Word for word, restate the lines of the data from the first through the one containing "4. Account creation", and nothing else.
*** AVAILABLE DATA Section Begins ***
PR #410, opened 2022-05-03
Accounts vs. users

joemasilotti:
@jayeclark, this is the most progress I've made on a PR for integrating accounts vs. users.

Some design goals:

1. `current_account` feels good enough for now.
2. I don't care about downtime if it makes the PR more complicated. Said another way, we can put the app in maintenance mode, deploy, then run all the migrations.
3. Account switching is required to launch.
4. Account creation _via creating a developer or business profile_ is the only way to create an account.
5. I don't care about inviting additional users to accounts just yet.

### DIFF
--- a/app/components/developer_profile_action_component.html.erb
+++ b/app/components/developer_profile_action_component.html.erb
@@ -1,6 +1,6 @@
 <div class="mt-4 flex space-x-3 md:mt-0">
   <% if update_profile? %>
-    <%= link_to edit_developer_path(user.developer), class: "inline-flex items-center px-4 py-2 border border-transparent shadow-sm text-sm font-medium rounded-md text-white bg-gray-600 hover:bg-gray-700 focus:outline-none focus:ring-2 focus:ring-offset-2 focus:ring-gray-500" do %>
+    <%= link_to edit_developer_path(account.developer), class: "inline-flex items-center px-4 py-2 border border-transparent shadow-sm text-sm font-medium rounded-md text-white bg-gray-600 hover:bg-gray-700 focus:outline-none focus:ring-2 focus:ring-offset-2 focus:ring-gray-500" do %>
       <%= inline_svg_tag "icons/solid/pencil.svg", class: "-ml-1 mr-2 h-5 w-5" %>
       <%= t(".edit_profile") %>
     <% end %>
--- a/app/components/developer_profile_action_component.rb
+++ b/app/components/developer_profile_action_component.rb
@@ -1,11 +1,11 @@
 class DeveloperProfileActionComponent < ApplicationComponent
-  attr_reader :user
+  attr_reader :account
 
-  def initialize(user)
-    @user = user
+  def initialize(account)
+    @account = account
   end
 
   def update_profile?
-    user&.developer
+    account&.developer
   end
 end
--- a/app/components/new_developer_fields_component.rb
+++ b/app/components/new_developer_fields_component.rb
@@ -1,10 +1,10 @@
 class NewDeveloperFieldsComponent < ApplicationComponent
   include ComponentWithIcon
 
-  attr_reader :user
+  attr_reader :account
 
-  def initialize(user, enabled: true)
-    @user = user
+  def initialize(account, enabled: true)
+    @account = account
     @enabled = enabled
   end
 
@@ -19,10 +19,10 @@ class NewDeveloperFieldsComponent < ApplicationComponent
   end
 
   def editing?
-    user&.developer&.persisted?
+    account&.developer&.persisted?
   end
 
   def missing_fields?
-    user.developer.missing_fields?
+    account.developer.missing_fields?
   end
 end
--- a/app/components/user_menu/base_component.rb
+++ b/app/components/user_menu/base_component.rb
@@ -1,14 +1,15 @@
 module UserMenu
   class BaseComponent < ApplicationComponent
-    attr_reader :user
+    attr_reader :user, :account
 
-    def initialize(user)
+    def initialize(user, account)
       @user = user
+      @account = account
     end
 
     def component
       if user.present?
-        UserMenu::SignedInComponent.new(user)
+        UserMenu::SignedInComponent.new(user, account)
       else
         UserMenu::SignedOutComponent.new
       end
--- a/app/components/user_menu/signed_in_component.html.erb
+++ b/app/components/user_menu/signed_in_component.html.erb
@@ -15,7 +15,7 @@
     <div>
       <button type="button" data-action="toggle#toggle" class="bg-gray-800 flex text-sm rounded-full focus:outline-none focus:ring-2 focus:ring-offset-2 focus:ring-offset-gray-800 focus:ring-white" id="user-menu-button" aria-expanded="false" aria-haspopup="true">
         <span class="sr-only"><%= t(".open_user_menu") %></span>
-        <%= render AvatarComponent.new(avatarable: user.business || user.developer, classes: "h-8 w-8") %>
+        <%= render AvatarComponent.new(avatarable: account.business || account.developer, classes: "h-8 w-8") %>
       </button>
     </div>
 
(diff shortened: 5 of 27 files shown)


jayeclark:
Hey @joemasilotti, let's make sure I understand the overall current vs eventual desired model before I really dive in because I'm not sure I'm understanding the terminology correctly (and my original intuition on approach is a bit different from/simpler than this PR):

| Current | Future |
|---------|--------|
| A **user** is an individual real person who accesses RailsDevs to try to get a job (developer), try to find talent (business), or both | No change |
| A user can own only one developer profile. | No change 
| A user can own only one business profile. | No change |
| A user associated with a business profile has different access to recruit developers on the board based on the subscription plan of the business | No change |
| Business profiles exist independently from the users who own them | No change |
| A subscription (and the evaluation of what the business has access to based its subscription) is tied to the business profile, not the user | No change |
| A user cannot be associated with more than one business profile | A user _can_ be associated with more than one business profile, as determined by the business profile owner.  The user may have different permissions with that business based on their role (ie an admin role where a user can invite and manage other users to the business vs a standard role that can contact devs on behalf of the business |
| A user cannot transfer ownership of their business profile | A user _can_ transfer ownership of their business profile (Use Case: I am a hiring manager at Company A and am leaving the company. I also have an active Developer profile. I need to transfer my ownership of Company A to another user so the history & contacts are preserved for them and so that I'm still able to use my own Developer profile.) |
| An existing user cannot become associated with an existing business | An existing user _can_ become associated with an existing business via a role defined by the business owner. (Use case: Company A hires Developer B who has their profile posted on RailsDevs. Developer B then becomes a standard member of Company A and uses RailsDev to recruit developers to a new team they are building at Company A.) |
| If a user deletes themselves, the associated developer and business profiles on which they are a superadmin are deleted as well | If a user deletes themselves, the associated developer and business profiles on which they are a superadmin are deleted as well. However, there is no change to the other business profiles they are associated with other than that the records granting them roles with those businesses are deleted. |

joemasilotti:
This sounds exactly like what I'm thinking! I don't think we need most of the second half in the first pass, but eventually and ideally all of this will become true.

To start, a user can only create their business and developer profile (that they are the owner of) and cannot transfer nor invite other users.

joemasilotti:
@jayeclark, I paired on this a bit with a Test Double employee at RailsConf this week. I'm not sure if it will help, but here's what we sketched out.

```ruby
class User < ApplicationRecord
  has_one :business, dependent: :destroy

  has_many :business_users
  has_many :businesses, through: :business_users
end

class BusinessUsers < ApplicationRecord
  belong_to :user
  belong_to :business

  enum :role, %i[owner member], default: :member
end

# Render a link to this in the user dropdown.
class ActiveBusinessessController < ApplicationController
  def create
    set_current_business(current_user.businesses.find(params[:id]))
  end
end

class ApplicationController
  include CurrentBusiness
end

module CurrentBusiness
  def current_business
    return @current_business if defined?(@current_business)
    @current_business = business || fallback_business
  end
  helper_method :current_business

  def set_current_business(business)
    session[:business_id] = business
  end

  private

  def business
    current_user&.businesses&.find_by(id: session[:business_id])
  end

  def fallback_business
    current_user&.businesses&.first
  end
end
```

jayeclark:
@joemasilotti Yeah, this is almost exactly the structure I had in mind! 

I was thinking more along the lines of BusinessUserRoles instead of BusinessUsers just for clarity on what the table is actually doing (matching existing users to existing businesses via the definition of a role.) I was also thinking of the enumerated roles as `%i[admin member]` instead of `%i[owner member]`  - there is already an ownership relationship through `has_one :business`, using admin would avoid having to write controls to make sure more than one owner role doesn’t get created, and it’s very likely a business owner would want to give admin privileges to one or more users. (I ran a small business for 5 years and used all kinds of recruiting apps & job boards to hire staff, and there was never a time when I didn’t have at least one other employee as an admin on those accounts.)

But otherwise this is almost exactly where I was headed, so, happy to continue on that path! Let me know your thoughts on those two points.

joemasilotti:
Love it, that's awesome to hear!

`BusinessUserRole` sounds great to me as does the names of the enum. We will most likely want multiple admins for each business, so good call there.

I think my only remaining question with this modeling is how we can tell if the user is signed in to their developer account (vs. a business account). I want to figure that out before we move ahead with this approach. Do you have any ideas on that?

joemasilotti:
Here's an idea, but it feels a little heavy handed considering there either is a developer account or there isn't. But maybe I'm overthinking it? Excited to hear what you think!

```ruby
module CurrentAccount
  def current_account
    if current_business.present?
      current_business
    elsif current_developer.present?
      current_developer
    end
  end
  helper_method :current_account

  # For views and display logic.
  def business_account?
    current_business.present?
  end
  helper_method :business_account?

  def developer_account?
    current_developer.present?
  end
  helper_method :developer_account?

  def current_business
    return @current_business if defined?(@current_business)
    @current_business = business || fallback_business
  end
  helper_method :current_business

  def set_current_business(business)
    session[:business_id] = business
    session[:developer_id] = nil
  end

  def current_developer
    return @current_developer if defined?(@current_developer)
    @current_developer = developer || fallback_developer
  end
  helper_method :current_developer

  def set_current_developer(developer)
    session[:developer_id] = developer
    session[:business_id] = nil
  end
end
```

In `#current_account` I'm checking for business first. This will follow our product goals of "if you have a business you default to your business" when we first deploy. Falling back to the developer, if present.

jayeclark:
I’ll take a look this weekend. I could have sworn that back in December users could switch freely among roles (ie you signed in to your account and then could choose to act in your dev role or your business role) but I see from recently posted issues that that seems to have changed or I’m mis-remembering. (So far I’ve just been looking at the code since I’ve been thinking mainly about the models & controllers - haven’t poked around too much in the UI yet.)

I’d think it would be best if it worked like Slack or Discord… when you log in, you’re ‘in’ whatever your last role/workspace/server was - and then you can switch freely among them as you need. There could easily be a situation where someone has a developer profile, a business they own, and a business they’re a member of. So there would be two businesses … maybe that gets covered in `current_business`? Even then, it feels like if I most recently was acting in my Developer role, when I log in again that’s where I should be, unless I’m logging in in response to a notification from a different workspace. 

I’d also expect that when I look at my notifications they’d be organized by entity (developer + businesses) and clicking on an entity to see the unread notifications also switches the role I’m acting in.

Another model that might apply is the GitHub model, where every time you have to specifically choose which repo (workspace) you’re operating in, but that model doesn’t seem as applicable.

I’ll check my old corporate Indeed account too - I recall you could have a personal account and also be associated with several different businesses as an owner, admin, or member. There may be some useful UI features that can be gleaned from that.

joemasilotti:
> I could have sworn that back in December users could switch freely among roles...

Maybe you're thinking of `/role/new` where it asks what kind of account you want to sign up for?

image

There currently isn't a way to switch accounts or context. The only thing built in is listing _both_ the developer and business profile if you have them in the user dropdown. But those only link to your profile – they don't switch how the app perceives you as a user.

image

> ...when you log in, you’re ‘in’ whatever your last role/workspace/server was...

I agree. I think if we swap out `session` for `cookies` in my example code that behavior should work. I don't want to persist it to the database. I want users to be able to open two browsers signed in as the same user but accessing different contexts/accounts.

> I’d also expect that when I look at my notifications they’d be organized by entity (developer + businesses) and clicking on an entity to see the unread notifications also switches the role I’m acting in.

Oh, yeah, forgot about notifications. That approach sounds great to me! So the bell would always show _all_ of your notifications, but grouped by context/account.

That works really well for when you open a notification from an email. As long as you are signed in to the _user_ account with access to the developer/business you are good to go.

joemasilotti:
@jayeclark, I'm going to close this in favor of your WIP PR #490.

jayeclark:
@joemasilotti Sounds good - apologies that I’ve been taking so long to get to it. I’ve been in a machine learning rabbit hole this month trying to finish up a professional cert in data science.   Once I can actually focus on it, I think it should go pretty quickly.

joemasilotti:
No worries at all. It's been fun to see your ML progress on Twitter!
*** AVAILABLE DATA Section Ends ***
RESPONSE »
PR #410, opened 2022-05-03
Accounts vs. users

joemasilotti:
@jayeclark, this is the most progress I've made on a PR for integrating accounts vs. users.

Some design goals:

1. `current_account` feels good enough for now.
2. I don't care about downtime if it makes the PR more complicated. Said another way, we can put the app in maintenance mode, deploy, then run all the migrations.
3. Account switching is required to launch.
4. Account creation _via creating a developer or business profile_ is the only way to create an account.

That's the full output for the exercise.